I have a set of individual formulas ($a=1/2, 1, 3/2,\ldots,6$), each itself a function of an integer variable $k$, of increasing complexity. I would like to find a "master" formula (conjecturally of a hypergeometric nature), itself a function of both $a$ and $k$, encompassing these individual cases. I will now list all the results I currently have. More may be added, but it is becoming quite challenging to do so. (A Mathematica notebook is available containing the formulas listed below. The problem pertains to the issue of the entanglement of two quantum bits, where $a$ serves as a "Dyson-index-like" parameter of random matrix theory.)
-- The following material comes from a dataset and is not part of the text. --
PR #1855, opened 2023-05-17
X86_64: PVH entry point: add stack memory configuration

### LINKED ISSUE #1838: feat(vmm): cloud-hypervisor support
Was trying to play around with nanos on https://github.com/cloud-hypervisor/cloud-hypervisor , but it looks like there are some issues. Assuming it's not a local problem on my environment, still troubleshooting, do we know what is preventing nanos to work there? 

i.e:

($a=\frac{1}{2}$) $\dfrac{\Gamma \left(2 k+\dfrac{9}{2}\right)}{\sqrt{\pi } \Gamma (2 k+5)}$
($a=1$) $\dfrac{4^{k+3} \Gamma \left(k+\dfrac{7}{2}\right)^2 \Gamma \left(k+\dfrac{9}{2}\right)}{\pi \Gamma (k+5) \Gamma \left(2 k+\dfrac{13}{2}\right)}$
($a=\frac{3}{2}$) $\dfrac{(6 k+31) \Gamma \left(2 k+\dfrac{19}{2}\right)}{4 \sqrt{\pi } (k+5) (k+6) \Gamma (2 k+9)}$
($a=2$) $\dfrac{4^{k+6} (k+6) \Gamma \left(k+\dfrac{11}{2}\right) \Gamma \left(k+\frac{13}{2}\right) \Gamma \left(k+\frac{15}{2}\right)}{\pi \Gamma (k+9) \Gamma \left(2 k+\frac{23}{2}\right)}$
($a=\frac{5}{2}$) $\frac{\left(20 k^3+460 k^2+3547 k+9173\right) \Gamma \left(2 k+\frac{29}{2}\right)}{4 \sqrt{\pi } (k+8) (k+9) (k+10) \Gamma (2 k+15)}$
($a=3$) $\dfrac{4^{k+8} \left(3 k^3+77 k^2+668 k+1944\right) \Gamma \left(k+\dfrac{15}{2}\right) \Gamma \left(k+\dfrac{17}{2}\right) \Gamma \left(k+d\frac{21}{2}\right)}{\pi \Gamma (k+13) \Gamma \left(2 k+\dfrac{33}{2}\right)}$
($a=\frac{7}{2}$) $\dfrac{(2 k+19) \left(56 k^4+2380 k^3+38458 k^2+279845 k+772746\right) \Gamma \left(2 k+\dfrac{39}{2}\right)}{8 \sqrt{\pi } (k+11) (k+12) (k+13) (k+14) \Gamma (2 k+21)}$
($a=4$) $\dfrac{2^{2 k+23} (k+11) \left(k^3+34 k^2+402 k+1608\right) \Gamma \left(k+\frac{19}{2}\right) \Gamma \left(k+\frac{23}{2}\right) \Gamma \left(k+\frac{27}{2}\right)}{\pi \Gamma (k+17) \Gamma \left(2 k+\frac{43}{2}\right)}$
($a=5$) $\dfrac{4^{k+13} \left(5 k^6+415 k^5+14613 k^4+278177 k^3+3006982 k^2+17437488 k+42253920\right) \Gamma \left(k+\frac{23}{2}\right) \Gamma \left(k+\frac{27}{2}\right) \Gamma \left(k+\frac{33}{2}\right)}{\pi \Gamma (k+21) \Gamma \left(2 k+\frac{53}{2}\right)}$
($a=6$) $\frac{4^{k+16} (k+16) \left(3 k^6+299 k^5+12795 k^4+298261 k^3+3965226 k^2+28334952 k+84618864\right) \Gamma \left(k+\dfrac{27}{2}\right) \Gamma \left(k+\dfrac{33}{2}\right) \Gamma \left(k+\dfrac{39}{2}\right)}{\pi \Gamma (k+25) \Gamma \left(2 k+\dfrac{63}{2}\right)}$
We also have for $a=\frac{1}{4}$, the result $2^{-2 k-\frac{19}{4}} \Gamma \left(2 k+\frac{13}{4}\right) \, _3\tilde{F}_2\left(1,k+\frac{13}{8},k+\frac{17}{8};k+\frac{19}{8},k+\frac{23}{8};1 \right)$ and for $a=-\frac{1}{4}$, the result $-2^{-2 k-\frac{9}{4}} \Gamma \left(2 k+\frac{3}{4}\right) \, _3\tilde{F}_2\left(1,k+\frac{3}{8},k+\frac{7}{8};k+\frac{9}{8},k+\frac{13}{8};1\right)$.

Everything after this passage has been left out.